PROBLEM DESCRIPTION: Every line below that holds the word "doesn" must be listed.

** Opening DATA TO EXAMINE block **

PR #1650, opened 2020-02-25
tsql grammer - IDs and Null Columns

xDaeDaLuSx015:
Moved some of the keywords that can also be used as IDs and modified the `column_elem` rule to include the `NULL` keyword as `select null as column_name` is valid.


KvanTTT:
Any chance to add a code sample to [examples](https://github.com/antlr/grammars-v4/tree/master/sql/tsql/examples) directory?

xDaeDaLuSx015:
I don't mind adding one but I'm not sure what i need to add? Would it just
be the sql for the column_elem I've modified, like the example I gave in
the description or should it be sql that covers the keyword changes to be
ids as well?

KvanTTT:
> Would it just be the sql for the column_elem I've modified, like the example I gave in the description

I think it's okay and enough.

xDaeDaLuSx015:
I've added a column_elem.sql file that i think covers the rule i've changed with examples.

KvanTTT:
Thanks.

PR #1653, opened 2020-03-06
JSON.g4 parser generation leads to symbol conflict (array)

prasad83:
antlr4 -Dlanguage=PHP JSON.g4

error(134): JSON.g4:20:0: symbol array conflicts with generated code in target language or runtime

Replacing (array) to (arr) in JSON.g4 worked


teverett:
@prasad83 thanks

PR #1669, opened 2020-03-25
JavaScript: fix let and async tokens processing

KvanTTT:

PR #1672, opened 2020-03-26
Adding Support for React JS Components HTML Tags

### LINKED ISSUE #1671: Support for React JS Components HTML Tags
Hi Guys, any plans to supporting HTML Tags for JavaScript Grammar.
A common convention in ReactJs

See the following Snippet
https://github.com/project-bobon/bobonroastprofile/blob/master/src/components/utils/Button.jsx

asadcr:
Closes #1671

Repo Example for testing: https://github.com/project-bobon/bobonroastprofile/


asadcr:
@KvanTTT Some of the PR changes are pulled from #1669. Will merge into once #1669 is merged

studentmain:
Please create a new folder (`jsx` or `javascript/jsx`) for it, just like what TypeScript did. It's not original ECMAScript.

If you like, you can also add TypeScript based TSX grammar.

asadcr:
@studentmain Good Point. I would like to propose to merged this into JavaScript grammar, because jsx is an extension of JS. Creating 2 grammars will cause confusion since these will be 90% duplicated and future maintenance needs to be done in both grammars.

KvanTTT:
Is jsx an experimental feature? How much it is used?

studentmain:
@KvanTTT It's stable, but not official. It's an extension developed by Facebook for React.js framework. Now it's supported by many front-end framework.

@asadcr Problem is there's many extension for JS, how if someone want develop an extension which isn't compatible with JSX but compatible with original JS.

asadcr:
@studentmain Makes Sense. i will move it to `javascript/jsx` shortly

asadcr:
@studentmain @KvanTTT Could you guys review the PR so we can merge it ?

javascript/jsx/JavaScriptParser.g4
```diff
@@ -0,0 +1,557 @@
...
+    | htmlElements                                                          # htmlElementExpression
+    | '(' expressionSequence ')'                                            # ParenthesizedExpression
+    ;
+
+htmlElements
+    : htmlElement+
+    ;
+
+htmlElement
+    : '<' htmlTagName htmlAttribute* '>' htmlContent '<''/' htmlTagName '>'
```
studentmain: How if 
```jsx
var a = <h1>title</p>
```

javascript/jsx/JavaScriptLexer.g4
```diff
@@ -0,0 +1,815 @@
...
+CDataComment:                   '<![CDATA[' .*? ']]>' -> channel(HIDDEN);
+UnexpectedCharacter:            . -> channel(ERROR);
+CDATA:                          '<![CDATA[' .*? ']]>' -> channel(HIDDEN);
+
+//
+// html tag declarations
+//
+mode TAG;
+
+TAG_OPEN
```
studentmain: Following other part's naming convention is recommended.

javascript/jsx/JavaScriptParser.g4
asadcr: Good Point. Not Sure how to handle that. I certainly need help with that.

javascript/jsx/JavaScriptLexer.g4
asadcr: fixed.

asadcr:
Added code samples

javascript/jsx/JavaScriptParser.g4
studentmain: I think it's somehow tolerable. XML grammar seems has same problem. It can check by other part of compiler.

My solution is push tag name into stack at start(use action), and check it at the end of tag. Not sure it's a good idea, maybe it will cause some performance impact.

asadcr: https://github.com/antlr/grammars-v4/pull/1672/commits/2d7e637155e29df3dd1fe77784de781e9933ce77 Fixes this. the action methods should be added for other platforms.

asadcr: I think performance overhead is negligible.

teverett:
@asadcr  thanks!

PR #1674, opened 2020-03-26
Accept insert with default values

daikoz:
Fix to use:

```sql
INSERT INTO tablename() VALUES(), ();
```

where tablename have primary key with AUTO_INCREMENT and all columns are a default value


KvanTTT:
Could you also add a code sample?

daikoz:
Hi,

Follow the sample SQL code, it is a valid SQL request.

```sql
INSERT INTO tablename() VALUES(), ();
```

KvanTTT:
I mean to add this to examples directory.

Issue #1246, opened 2018-09-28
javascript grammer dont work with python


0x410c:
self explanatory question.

suggest what i can do to fix it?

zhunki:
I have the same problem.
generated python3 lexer doesn't work.

Anoyomouse:
Just found this

Unfortunately it's not a simple task of a 1-1 conversion for the base classes, however it's almsot that simple

YOu also need to change the references in the grammars to point to self instead of this

I've pushed a working example of this here: https://github.com/Anoyomouse/Antlr4-Grammar-JavaScript-Py

Because of the nature of the changes i don't think it's a simple case of making a PR and pushing here

KvanTTT:
@Anoyomouse could you please suggest a pull request with Python files JavaScriptBaseLexer.py, JavaScriptBaseParer.py? I think it's enough.

Anoyomouse:
@KvanTTT I've updated my parser (same repo) and unfortunately it's still not a trivial matter, the translation from Java/C# is not directly compatible with python because of how the rules in the lexer work (the lexer uses this. instead of self.), that being said, it's actually simple enough to transfrom the g4 before running Antlr, and that gives you a working parser (actually tested properly this time)

However, i've done a PR (#1675), but i'm almost totally sure it'll get killed off because of incompatibilities with all the other languages

PR #1675, opened 2020-03-27
Added python scripts for JS

Anoyomouse:
- Base classes for Parser / Lexer
- Transformer script for grammar

As discussed in #1246, this is a PR for the python base class Lexer and Parser, but also needs a transformation script to make the java/c# in the Lexer and Parser compatible with python.

As noted in the Antlr4 python docs, you cannot make the code compatible with python without having to change every other language to suit (self insead of this), so i thought a transformation was better in this case.

However, i see the problem in this PR, and am totally expecting it to be closed.
I have a repo of transformed grammars here: https://github.com/Anoyomouse/Antlr4-Grammar-JavaScript-Py

### DIFF
--- a/javascript/javascript/Python/JavaScriptBaseLexer.py
+++ b/javascript/javascript/Python/JavaScriptBaseLexer.py
@@ -1,0 +1,101 @@
+
+from antlr4 import *
+
+relativeImport = False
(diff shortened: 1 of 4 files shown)


teverett:
@Anoyomouse  thanks

PR #3084, opened 2023-02-16
Move ':' to COLON

nocarend:
It makes sense when you want to separate the lexer and parser rules.

### DIFF
--- a/pascal/pascal.g4
+++ b/pascal/pascal.g4
@@ -401,7 +401,7 @@ actualParameter
    ;
 
 parameterwidth
-   : ':' expression
+   : COLON expression
    ;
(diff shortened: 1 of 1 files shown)


kaby76:
This is a good change because the grammar was not consistently using lexer symbols for string literals in parser rules. Note, Antlr does handle split grammars with string literals in the parser grammar if and only if there is a lexer rule for the string literal. So, if the grammar when split works (`trparse pascal.g4 | trsplit | trsponge -o split; cd split; trgen -s program; cd Generated-CSharp; dotnet build`).

KvanTTT (approved):

PR #3093, opened 2023-02-17
Update OCL.g4

kevinlano:
Corrected additiveExpression grammar so that x - y + z is correctly parsed.

### DIFF
--- a/ocl/OCL.g4
+++ b/ocl/OCL.g4
@@ -5,7 +5,7 @@
 * Arrow operators ->op are used consistently for any OCL 
 * operator, not just collection operators. 
 * 
-* Copyright (c) 2003--2022 Kevin Lano
+* Copyright (c) 2003--2023 Kevin Lano
 * This program and the accompanying materials are made available under the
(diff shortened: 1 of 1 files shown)


KvanTTT (changes requested):
Please add an example that covers the suggested changes to the [ocl/examples](https://github.com/antlr/grammars-v4/tree/master/ocl/examples) directory.

ocl/OCL.g4
```diff
@@ -177,14 +177,15 @@ equalityExpression
     ; 
 
 additiveExpression
-    : factorExpression ('+' | '-' | '..' | '|->') 
-                              additiveExpression 
+    : additiveExpression '+' additiveExpression 
+    | additiveExpression '-' factorExpression
+    | factorExpression ('..' | '|->') factorExpression
```
KvanTTT, line 182: I suppose it should be the following:

```suggestion
    | additiveExpression ('..' | '|->') additiveExpression                         
```

KvanTTT (changes requested):

PR #3098, opened 2023-02-18
snowflake: fix parsing of `COMMENT` in column declaration

michael-the1:
Fix parsing of `COMMENT` in the column declaration of a `CREATE TABLE` statement. A `COMMENT` in a column declaration is done _without_ the equals (`=`) sign (see [documentation](https://docs.snowflake.com/en/sql-reference/sql/create-table)).

While there, replace `COMMENT EQ string` with the already existing `comment_clause`.

### DIFF
--- a/sql/snowflake/SnowflakeParser.g4
+++ b/sql/snowflake/SnowflakeParser.g4
@@ -2216,7 +2216,7 @@ out_of_line_constraint
 full_col_decl
     : col_decl
         collate?
-        comment_clause?
+        (COMMENT string)?
         default_value?
         not_null?
         with_masking_policy?
--- a/sql/snowflake/SnowflakeParser.g4
+++ b/sql/snowflake/SnowflakeParser.g4
@@ -1409,7 +1409,7 @@ create_account
             EDITION EQ ( STANDARD | ENTERPRISE | BUSINESS_CRITICAL )
           ( REGION_GROUP EQ region_group_id )?
           ( REGION EQ snowflake_region_id )?
-          ( comment_clause )?
+          comment_clause?
     ;
 
 create_api_integration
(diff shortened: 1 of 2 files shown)


sql/snowflake/SnowflakeParser.g4
```diff
@@ -1448,7 +1448,7 @@ create_object_clone
     ;
 
 create_connection
-    : CREATE CONNECTION if_not_exists? id_ ( ( COMMENT EQ string )? | (AS REPLICA OF id_ DOT id_ DOT id_ ( COMMENT EQ string )?) )
+    : CREATE CONNECTION if_not_exists? id_ ( ( comment_clause )? | (AS REPLICA OF id_ DOT id_ DOT id_ ( comment_clause )?) )
```
KvanTTT, line 1451:
```suggestion
    : CREATE CONNECTION if_not_exists? id_ ( comment_clause? | (AS REPLICA OF id_ DOT id_ DOT id_ comment_clause?) )
```

sql/snowflake/SnowflakeParser.g4
```diff
@@ -2261,7 +2261,7 @@ create_table_as_select
     ;
 
 create_tag
-    : CREATE or_replace? TAG if_not_exists? id_ ( COMMENT EQ string )?
+    : CREATE or_replace? TAG if_not_exists? id_ ( comment_clause )?
```
KvanTTT, line 2264:
```suggestion
    : CREATE or_replace? TAG if_not_exists? id_ comment_clause?
```

KvanTTT (changes requested):

But please remove redundant parentheses.

michael-the1:
> Thanks for the contribution and welcome to ANTLR grammars repository!
> 
> But please remove redundant parentheses.

Thanks! I find-replaced them without looking, should've known better 😂

KvanTTT (approved):

MasterKuat:
Hi @michael-the1,
As options could appear in any order full_col_decl grammar should be something like :
```
full_col_decl
    : col_decl
        (collate|(COMMENT string)|default_value|not_null|with_masking_policy|with_tags|inline_constraint)*
    ;

```
By the way, not sure of syntax as I'm a noob with antlr but I test it and seems good.
Many thanks for your work 😃

michael-the1:
@MasterKuat Yes, I also ran into that and came to the same solution. I will probably open a PR for it next week, or you can totally do it! I'm also pretty new at ANTLR, but I found contributing like this quite easy. Just add a few test statements and it should be good to go.

PR #3101, opened 2023-02-19
Update expressionExamples.txt

kevinlano:
Added new example as requested


teverett:
@kevinlano  thanks!

kaby76:
Multiple problems with the build for this.
* Problem in _scripts/test.sh. I fixed this and making a PR for the change.
* Grammar ocl. The pom.xml does not have the proper entry point!
* ocl/desc.xml has no targets that are tested!! This is because the script I wrote looks at the grammars, tries all targets, and adds them to "desc.xml". Unfortunately, the grammar is messed up, so the initial version is completely empty.

PR #3107, opened 2023-02-20
[Snowflake]Fix parsing "AT" stream

MasterKuat:
AT lexer symbol in at_before1 was not defined.
Also, I reword BEFORE to BEFORE_KEYWORD in order to be consitent with the original AT_KEYWORD

I also use LR_BRACKET and RR_BRACKET symbol. 
What is best pratice on this subjet ? Lexer rule or direct caracter ?


bkiers:
`AT_KEYWORD` was named like that since there was a keyword (`'AT'`) and there is the `'@'` char. There is only 1 `'BEFORE'` so there is no real need to append `_KEYWORD` to this token. Also, by renaming it, you're breaking code that relies on the grammar containing a `BEFORE` token.

Personally, I'd just do this in this PR:

```
at_before1
    : AT_KEYWORD | BEFORE
    ;
```

MasterKuat:
@bkiers Revert to BEFORE done.
Thank you for your input

teverett:
@MasterKuat  there are merge conflicts.

MasterKuat:
Hi @teverett Fixed :)

PR #3108, opened 2023-02-20
[Snowflake] Enable and improve `COMMENT ON` for all object types

michael-the1:
`COMMENT ON` can be applied to all object types, see [documentation](https://docs.snowflake.com/en/sql-reference/sql/comment).

`COMMENT ON COLUMN` needs a full column name, at least `table.column` and can accept up to `database.schema.table.column`.


teverett:
@michael-the1  thanks!

sql/snowflake/SnowflakeParser.g4
```diff
@@ -226,12 +226,8 @@ copy_into_location
...
 
 comment
-    : COMMENT if_exists? ON comment_object_type object_name IS string
-    | COMMENT if_exists? ON COLUMN column_name IS string
-    ;
-
-comment_object_type
-    : TABLE
+    : COMMENT if_exists? ON object_type_name object_name IS string
+    | COMMENT if_exists? ON COLUMN full_column_name IS string
```
KvanTTT, line 230: It can be simplified:

```suggestion
    : COMMENT if_exists? ON (object_type_name object_name | COLUMN full_column_name) IS string
```

PR #3109, opened 2023-02-20
[Snowflake] Fix column declaration

michael-the1:
Fix column declaration with the following changes:
1. Tag declarations can be done with a full object name
2. `collate`, `inline_constraint`, `default_value`, and `not_null` can appear in any order of each other
3. `COMMENT` always goes last. This is not according to [the documentation](https://docs.snowflake.com/en/sql-reference/sql/create-table), but the documentation is wrong here :)

While there, change `EMPTY` to `EMPTY_` to fix a warning.


kaby76:
This looks okay. The build fails are from a bad package.json file that I wrote. One issue I see is this https://github.com/antlr/grammars-v4/actions/runs/4223816295/jobs/7333993472#step:18:56

EMPTY should be renamed to EMPTY_ in the snowflake grammar because warnings will be treated as errors at some point soon.

teverett:
@kaby76  does @michael-the1  need to close the PR and re-open, or is just restarting the builds sufficient?

kaby76:
It looks like he is using the old versions of the test scripts likely because the branch was from the old version of master. Rebase? Or close this and make a new branch with the latest master code.

michael-the1:
Or just a merge commit :)

michael-the1:
cc: @MasterKuat I think you were interested in this as well

MasterKuat:
Hi @michael-the1,
Yeah. Thanks for the ping but I already subscribe to it yesterday 😄 
By the way I do a PR also yesterday : #3107 
I think for the time being we should sync our work.

michael-the1:
> Hi @michael-the1, Yeah. Thanks for the ping but I already subscribe to it yesterday 😄 By the way I do a PR also yesterday : #3107 I think for the time being we should sync our work.

I don't think there will be any conflicts so we should be good.

teverett:
@michael-the1  thanks!

PR #3112, opened 2023-02-20
Oclfix

teverett:


ocl/desc.xml
```diff
@@ -1,3 +1,4 @@
-<desc>
+<?xml version="1.0" encoding="UTF-8" ?>
+<desc xmlns:xsi="http://www.w3.org/2001/XMLSchema-instance" xsi:noNamespaceSchemaLocation="../_scripts/desc.xsd">
    <targets>Java</targets>
 </desc>
```
KvanTTT, line 4: Again, there are strange changes that doesn't relate to PR title.

Issue #3123, opened 2023-02-21
Test.sh is somehow testing a grammar more than once, but it should not


kaby76:
A recent build had a grammar listed twice, and got tested twice. For the snowflake grammar and the CSharp target, that could save 4 minutes build time, and make the build half as long. https://github.com/antlr/grammars-v4/actions/runs/4231715348/jobs/7350576397#step:17:31

The Bash test.sh script needs to perform a "sort -u" on the list of grammars to test prior to testing.

PR #3124, opened 2023-02-21
Fix for #3123: sort and unique the list of grammars to test

kaby76:
This PR fixes a minor problem with the builds using the Bash script [test.sh](https://github.com/antlr/grammars-v4/blob/8b00eaf4b4eab17bfe5493e96260ee89b6f05efa/_scripts/test.sh), where the array of strings [grammars](https://github.com/antlr/grammars-v4/blob/8b00eaf4b4eab17bfe5493e96260ee89b6f05efa/_scripts/test.sh#L88) contained the same grammar twice. https://github.com/antlr/grammars-v4/issues/3123. This should not happen because it is a waste of resources, and slows the build down because the grammar is tested more than once. The Powershell code [already checks for this](https://github.com/antlr/grammars-v4/blob/8b00eaf4b4eab17bfe5493e96260ee89b6f05efa/_scripts/test.ps1#L181).

### DIFF
--- a/_scripts/test.sh
+++ b/_scripts/test.sh
@@ -229,10 +229,10 @@ then
             do
                 if [ -f `pwd`/desc.xml ]
                 then
-                break
+                    break
                 elif [ `pwd` == "$prefix" ]
                 then
-                break
+                    break
                 fi
                 cd ..
             done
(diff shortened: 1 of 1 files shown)


kaby76:
For this PR, the Github Actions worked perfectly. It noted that there were zero grammars to test, which is true because I only changed _scripts/test.sh. The build for the 30 jobs (12 of test.sh, 18 of test.ps1) on 30 machines was only 4 minutes. This is exactly how the builds should work: test only grammars that change, using the updated test scripts. However, if the templates change, then there should be some tests. The only question is how much. But, this is such a fringe case, I may not solve it.

teverett:
@kaby76  thanks!

PR #3129, opened 2023-02-23
with sql parser

caicancai:
Common Table Expression (CTE) was introduced in MySQL 5.7 WITH the WITH statement to support the syntax of CTE. CTE is a general syntax used to improve the readability, maintainability, and reuse of SQL statements. It can define one or more expressions using simple syntax and use them to build more complex expressions into the query, making the query easier to understand and debug. In this sense, Ctes are important for data integration in MySQL 5.7.

### DIFF
--- a/sql/mysql/Positive-Technologies/MySqlParser.g4
+++ b/sql/mysql/Positive-Technologies/MySqlParser.g4
@@ -68,7 +68,7 @@ dmlStatement
     : selectStatement | insertStatement | updateStatement
     | deleteStatement | replaceStatement | callStatement
     | loadDataStatement | loadXmlStatement | doStatement
-    | handlerStatement | valuesStatement
+    | handlerStatement | valuesStatement | withStatement
     ;
 
 transactionStatement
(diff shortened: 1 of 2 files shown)


caicancai:
I in the g4 file condition with keyword, support with keyword parsing
```
withStatement
  : 'WITH' commonTableExpressions (',' commonTableExpressions)*
  ;
```

caicancai:
update MySqlParser.g4

KvanTTT (changes requested):

But please add a sample to [sql/mysql/Positive-Technologies/examples](https://github.com/antlr/grammars-v4/tree/master/sql/mysql/Positive-Technologies/examples) that covers suggested changes.

caicancai:
The original MySqlParser.g4 does not support the parsing of cte sql, but through commonTableExpressions extension, the MySqlParser.g4 supports the parsing of cte sql

caicancai:
@KvanTTT

KvanTTT (approved):

PR #3131, opened 2023-02-23
Add bencoding grammar

bkiers:
Specification: https://wiki.theory.org/BitTorrentSpecification#Bencoding


kaby76:
@bkiers You will need to create a desc.xml file to specify what targets will work with the grammar ([see another grammar for example](https://github.com/antlr/grammars-v4/blob/e1aea27925fe1d33cf4b24b871b8f156b3215c6a/abb/desc.xml)). By default, it's not a grammar if there's no desc.xml file in the same directory as the pom.xml. Although it is currently require to also have a pom.xml--to specify the start symbol, the grammar files, and test directories--the Maven tester is no longer used because it tests too much. The Maven tester does not perform a git diff to limit the set of grammars to test.

bkiers:
Ah, that must be new. How is the start rule now discovered @kaby76?

kaby76:
> Ah, that must be new. How is the start rule now discovered @kaby76? Or does that still come from the pom file?

Yes, I just added the desc.xml files in the last week because the "skip lists" were "too centralized" in the _scripts/ directory. Although the grammar files are parsed, I still use the pom.xml to as final authority of the start symbol, grammar files, grammar name, and examples to parse. At some point, we might fold the pom.xml into the desc.xml and/or use only information from the grammar and directory. But, I do think the Maven tester has value.

teverett:
@bkiers  thanks!

Issue #4539, opened 2025-07-11
[_scripts/mkindex.py] Script generates the wrong entry for BibTeX.


kaby76:
https://github.com/antlr/grammars-v4/pull/4537

kaby76:
The pom.xml is wrong (mkindex.py uses it). *At some point, mkindex.py should not be using the pom.xml. trgen outputs a graph on the dependency analysis.*

PR #4540, opened 2025-07-11
[bibtex] Fix for #4539: pom.xml wrong for bibtex.

kaby76:
The pom.xml was wrong. The parser grammar file name was fixed.


teverett:
@kaby76  thanks

PR #4546, opened 2025-07-16
Fix for #4545

### LINKED ISSUE #4545: python3_12 module reference should be python3_13 in python/pom.xml
The [python/pom.xml](https://github.com/antlr/grammars-v4/blob/master/python/pom.xml) file currently references a module named `python3_12`, which does not exist in the repository. The correct module name is `python3_13`.

**Current (incorrect):**

```xml
<module>python3_12</module>
```

**Expected (correct):**

```xml
<module>python3_13</module>
```

This causes a build error:

```
Module 'python3_12' not found
```

hanohrs:
This PR fixes #4545

### DIFF
--- a/python/pom.xml
+++ b/python/pom.xml
@@ -16,6 +16,6 @@
         <module>python2</module>
         <module>python3</module>
         <module>python2_7_18</module>
-        <module>python3_12</module>
+        <module>python3_13</module>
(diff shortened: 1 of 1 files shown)


teverett:
@hanohrs  thanks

** Closing DATA TO EXAMINE block **

TASK SOLUTION:
generated python3 lexer doesn't work.
KvanTTT, line 4: Again, there are strange changes that doesn't relate to PR title.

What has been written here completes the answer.